Required action:
Check which lines in the records hold "because" and report how many there are, with no other text.

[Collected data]
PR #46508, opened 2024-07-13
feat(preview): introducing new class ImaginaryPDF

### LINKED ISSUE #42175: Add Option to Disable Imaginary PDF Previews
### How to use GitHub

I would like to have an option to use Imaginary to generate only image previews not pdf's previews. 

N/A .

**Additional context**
--
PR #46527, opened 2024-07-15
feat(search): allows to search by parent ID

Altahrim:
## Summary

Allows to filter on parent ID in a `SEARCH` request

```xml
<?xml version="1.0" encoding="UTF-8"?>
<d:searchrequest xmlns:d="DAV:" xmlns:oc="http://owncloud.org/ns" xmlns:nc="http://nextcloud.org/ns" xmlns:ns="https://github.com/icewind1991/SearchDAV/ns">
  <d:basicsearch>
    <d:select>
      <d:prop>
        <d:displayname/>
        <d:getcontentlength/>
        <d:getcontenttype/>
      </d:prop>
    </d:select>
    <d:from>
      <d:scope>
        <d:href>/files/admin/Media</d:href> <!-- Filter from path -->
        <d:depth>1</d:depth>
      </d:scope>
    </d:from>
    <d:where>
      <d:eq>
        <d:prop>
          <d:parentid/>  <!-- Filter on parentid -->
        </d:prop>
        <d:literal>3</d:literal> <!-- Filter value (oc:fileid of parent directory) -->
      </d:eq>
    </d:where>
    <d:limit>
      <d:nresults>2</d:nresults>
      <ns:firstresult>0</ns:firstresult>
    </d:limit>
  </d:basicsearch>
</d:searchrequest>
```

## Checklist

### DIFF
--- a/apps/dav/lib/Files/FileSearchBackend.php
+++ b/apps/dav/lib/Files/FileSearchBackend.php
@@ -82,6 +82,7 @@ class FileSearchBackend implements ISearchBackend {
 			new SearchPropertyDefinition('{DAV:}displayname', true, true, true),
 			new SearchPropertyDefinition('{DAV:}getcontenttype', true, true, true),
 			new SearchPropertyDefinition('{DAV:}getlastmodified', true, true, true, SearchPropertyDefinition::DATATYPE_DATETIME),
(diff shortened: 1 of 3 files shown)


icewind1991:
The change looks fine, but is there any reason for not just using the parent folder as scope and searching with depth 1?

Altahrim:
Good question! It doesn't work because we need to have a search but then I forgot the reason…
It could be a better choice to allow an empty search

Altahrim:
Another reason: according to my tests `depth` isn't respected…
--
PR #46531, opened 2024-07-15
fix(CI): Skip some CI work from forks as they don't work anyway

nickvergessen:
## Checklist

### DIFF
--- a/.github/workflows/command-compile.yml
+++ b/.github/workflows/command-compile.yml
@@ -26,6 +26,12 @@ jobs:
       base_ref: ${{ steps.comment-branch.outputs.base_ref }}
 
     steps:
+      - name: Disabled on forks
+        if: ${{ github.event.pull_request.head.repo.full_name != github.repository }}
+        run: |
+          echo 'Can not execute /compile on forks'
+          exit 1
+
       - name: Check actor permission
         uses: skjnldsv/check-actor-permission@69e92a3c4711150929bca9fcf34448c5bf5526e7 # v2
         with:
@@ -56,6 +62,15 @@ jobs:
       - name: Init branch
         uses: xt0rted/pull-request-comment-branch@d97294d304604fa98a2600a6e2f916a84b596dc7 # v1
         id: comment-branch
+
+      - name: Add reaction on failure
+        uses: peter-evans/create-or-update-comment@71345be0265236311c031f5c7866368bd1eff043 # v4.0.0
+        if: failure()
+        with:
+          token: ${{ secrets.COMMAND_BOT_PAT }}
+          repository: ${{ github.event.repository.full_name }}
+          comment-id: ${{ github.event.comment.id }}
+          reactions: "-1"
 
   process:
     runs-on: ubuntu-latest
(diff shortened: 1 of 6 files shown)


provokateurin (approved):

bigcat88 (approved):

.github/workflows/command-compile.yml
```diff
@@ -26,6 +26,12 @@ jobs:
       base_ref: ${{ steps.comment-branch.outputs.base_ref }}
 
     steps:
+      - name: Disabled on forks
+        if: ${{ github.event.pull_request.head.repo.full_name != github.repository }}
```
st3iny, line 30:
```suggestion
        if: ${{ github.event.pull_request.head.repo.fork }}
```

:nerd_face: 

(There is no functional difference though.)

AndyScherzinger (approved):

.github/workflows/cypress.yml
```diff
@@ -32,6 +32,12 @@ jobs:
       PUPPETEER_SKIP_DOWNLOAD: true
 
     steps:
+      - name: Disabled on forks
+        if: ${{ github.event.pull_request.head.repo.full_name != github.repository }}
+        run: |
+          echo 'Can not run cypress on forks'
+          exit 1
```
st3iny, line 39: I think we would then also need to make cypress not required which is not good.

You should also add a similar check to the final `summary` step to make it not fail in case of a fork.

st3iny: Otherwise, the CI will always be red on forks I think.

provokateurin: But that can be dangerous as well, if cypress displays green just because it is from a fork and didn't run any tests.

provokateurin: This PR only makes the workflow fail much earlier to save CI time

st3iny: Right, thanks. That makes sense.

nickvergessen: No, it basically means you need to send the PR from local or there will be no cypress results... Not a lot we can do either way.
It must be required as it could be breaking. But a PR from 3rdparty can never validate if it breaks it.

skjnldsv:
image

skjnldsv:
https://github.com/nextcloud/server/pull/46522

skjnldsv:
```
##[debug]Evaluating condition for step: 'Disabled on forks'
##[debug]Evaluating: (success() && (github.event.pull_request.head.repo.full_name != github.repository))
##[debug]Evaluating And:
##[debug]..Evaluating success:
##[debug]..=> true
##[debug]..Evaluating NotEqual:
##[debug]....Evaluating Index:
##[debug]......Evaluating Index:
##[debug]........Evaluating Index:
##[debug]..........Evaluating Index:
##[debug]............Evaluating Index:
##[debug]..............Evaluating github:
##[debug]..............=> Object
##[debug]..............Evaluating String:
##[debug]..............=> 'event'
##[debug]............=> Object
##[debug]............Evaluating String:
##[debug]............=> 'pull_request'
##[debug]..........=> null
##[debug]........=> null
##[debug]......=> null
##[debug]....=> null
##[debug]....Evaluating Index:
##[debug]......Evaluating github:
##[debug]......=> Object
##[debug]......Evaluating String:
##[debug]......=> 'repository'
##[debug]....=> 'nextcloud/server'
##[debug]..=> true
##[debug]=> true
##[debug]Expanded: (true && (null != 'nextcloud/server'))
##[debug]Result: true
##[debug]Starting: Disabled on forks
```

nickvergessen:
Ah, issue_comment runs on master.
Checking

Completed exercise:
2